It is also useful to hear some of Fr. Alexander’s own words in this matter:
Christianity, however, is in a profound sense the end of all religion. In the Gospel story of the Samaritan woman at the well, Jesus made this clear. ‘Sir,’ the woman said to him, ‘I perceive that thou art a prophet. Our fathers worshiped in this mountain; and ye say, that in Jerusalem is the place where men ought to worship.’ Jesus saith unto her, ‘Woman, believe me, the hour cometh, when ye shall, neither in this mountain, nor in Jerusalem, worship the Father. . . . But the hour cometh, and now is, when the true worshippers shall worship the Father in spirit and in truth: for the Father seeketh such a worship to Him.’ (Jn 4:19-21, 23). She asked him a question about cult, and in reply Jesus changed the whole perspective of the matter. Nowhere in the New Testament, in fact, is Christianity presented as a cult or as a religion. Religion is needed where there is a wall of separation between God and man. But Christ who is both God and man has broken down the wall between God and man. He has inaugurated a new life, not a new religion. [note – the word “cult” is used here in its technical meaning, i.e. the system of ritual]

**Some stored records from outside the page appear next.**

PR #2410, opened 2026-07-24
fix(server): keep service proxy routes synced with PASEO_URL

### LINKED ISSUE #2397: bug: workspace service PASEO_URL can point to unregistered proxy route while stale route remains
### What's broken

A Paseo-managed workspace service is running and reachable on its direct local port, but the `PASEO_URL` injected for the service points to a `.localhost:6767` hostname that the daemon service proxy does not have registered.

In the same session, an older/alternate service hostname for the same workspace shape still appears to be registered by the proxy, but points at a dead backend. That makes the current URL return `404` and the stale URL return `502`.

This makes the preview URL shown/injected by Paseo unreliable even though the app server itself is healthy.

### Sanitized environment

- Paseo CLI/daemon version: `0.1.110`
- OS: macOS / Apple Silicon
- Daemon listen: `127.0.0.1:6767`
- Desktop-managed daemon: yes
- Workspace path shape: `~/.paseo/worktrees/<workspace-id>/<worktree-slug>`
- Branch shape: feature branch with slashes, e.g. `topic/example-service`
- Project slug shape: `example-app`
- Service name: `web`

### Sanitized `paseo.json`

```json
{
  "worktree": {
    "servicePorts": {
      "range": "3000-4000"
    }
  },
  "scripts": {
    "web": {
      "type": "service",
      "command": "npm run dev -- --host $HOST --port $PASEO_PORT"
    }
  }
}
```

### Observed service env / startup

The `web` terminal shows the service started with Paseo-provided env vars:

```sh
npm run dev -- --host $HOST --port $PASEO_PORT
```

The app server receives something equivalent to:

```sh
astro dev --host 127.0.0.1 --port 64064
```

Sanitized service env values:

```sh
HOST=127.0.0.1
PASEO_PORT=64064
PASEO_URL=http://web--current-branch--example-app.localhost:6767
PASEO_SERVICE_WEB_PORT=64064
PASEO_SERVICE_WEB_URL=http://web--current-branch--example-app.localhost:6767
```

### Actual behavior

Direct app port works:

```text
GET http://localhost:64064/
=> 200 OK
```

Current `PASEO_URL` does not route:

```text
GET http://web--current-branch--example-app.localhost:6767/
=> 404 Not Found
```

A previous/alternate generated hostname appears to still be known to the proxy but points to a dead backend:

```text
GET http://web--old-branch-name--example-app.localhost:6767/
=> 502 Bad Gateway
```

The distinction seems important:

- `404` from `.localhost:6767` means the daemon is reached but the current generated service hostname is not registered in the service proxy route table.
- `502` from another `.localhost:6767` hostname means a stale route is still registered but its backend port is no longer reachable.

### Expected behavior

When a service is running and `PASEO_URL` / `PASEO_SERVICE_WEB_URL` are injected, the daemon service proxy should have a matching route:

```text
web--current-branch--example-app.localhost:6767 -> 127.0.0.1:$PASEO_PORT
```

If the branch/worktree/service identity changes, old proxy routes should either be removed or updated so the UI/env does not expose a stale or unregistered URL.

### Possible related issues

I checked for related issues before filing:

- #678: similar service reverse proxy symptoms, but that thread focuses on `502` caused by the dev server binding somewhere other than `127.0.0.1`. In this case the service explicitly binds to `127.0.0.1`, the direct port works, and the current `PASEO_URL` returns `404` because the route is missing.
- #1374: mentions service configuration caching and needing a daemon restart for service config changes to take effect. This may be related if the service route table or projected service URL can get out of sync with workspace/branch/service metadata.
- #1842: reverse proxy/WebSocket host header issue; likely not the same because this is local `.localhost:6767` service proxying.

### Hypothesis

The generated service URL and the service proxy route registry can diverge, possibly after one of:

- branch rename or branch slug/name normalization change;
- worktree/service restart without re-registering the route;
- `paseo.json` service config cache update;
- stale route surviving after a service terminal/process dies;
- route table keeping an old hostname while the injected `PASEO_URL` is computed from newer branch/workspace metadata.

### Debugging hooks that would help

It would help if there were a CLI/API command to inspect the daemon's current service proxy route table, for example:

```sh
paseo service ls --json
# or
paseo workspace services --json
```

with fields like:

```json
{
  "hostname": "web--current-branch--example-app.localhost",
  "port": 64064,
  "workspaceId": "...",
  "scriptName": "web",
  "health": "ok|unreachable|missing"
}
```

That would make it easier to tell whether a `.localhost:6767` failure is due to hostname registration, backend reachability, or stale workspace metadata.

FluX-de-creator:
## Summary
- Register/remove service-proxy routes by `(workspaceId, scriptName)` so branch/slug changes cannot leave a stale hostname (502) while the injected `PASEO_URL` is unregistered (404).
- Keep prior hostnames as aliases across branch renames so spawn-time env URLs keep resolving; clear all workspace routes on archive.
- Stop projecting live proxy URLs when a running service has no registered route; spawn registers before injecting env from the registered route.

Fixes #2397

## Test plan
- [x] Targeted vitest: service-proxy, script-route-branch-handler, script-status-projection, workspace-service-env
- [x] typecheck + lint
- [ ] Manual: start a workspace service, curl `Host: <PASEO_URL host>` against the daemon; rename branch / restart and confirm no 404+502 split

### DIFF
--- a/docs/service-proxy.md
+++ b/docs/service-proxy.md
@@ -97,6 +97,19 @@ server {
 
 ## Environment variables
 
+When a service starts, Paseo injects:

If there is a complaint against “religion,” it is a complaint about its substitution of a merely human activity for the world-shattering work of the Kingdom of God. The Church, the Body of Christ, does not exist to underwrite the institutions of this world, no matter how noble or well-intended. The Church is not the guarantor of any culture or ethnic structure, though it frequently carries the burden of culture. The Church is not the mainstay of morality, though it teaches all to love all. The Church is not our protection against fears of the dark, for it thrusts us squarely into the heart of the unknown God, made known to us in Christ.
Those who take time to read Fr. Alexander’s journals discover the heart of a true priest, one who longed always for the reality of Christ’s Kingdom, and was sometimes privately dismayed by how quickly others settled for something less. He was particularly impatient (within himself) with those who substituted the trappings of religion for the true pursuit of God. Throughout his years as a priest he served as a professor and later a seminary dean. He was responsible for training priests. He communicated the fire of his heart and much of his vision to those around him. Most of the Church has been unworthy of the vision that was shared and settles too often for the comforts of the religion of which he warned. But this is to say that we become spiritually lazy, content with so much less than the Kingdom and with the spiritual poverty of our half-measures.
I rejoice, however, that God does not raise up voices to be unheard – and that the vision of the inbreaking reality of Christ’s Kingdom has been so well proclaimed in my lifetime. God give us grace to join the struggle!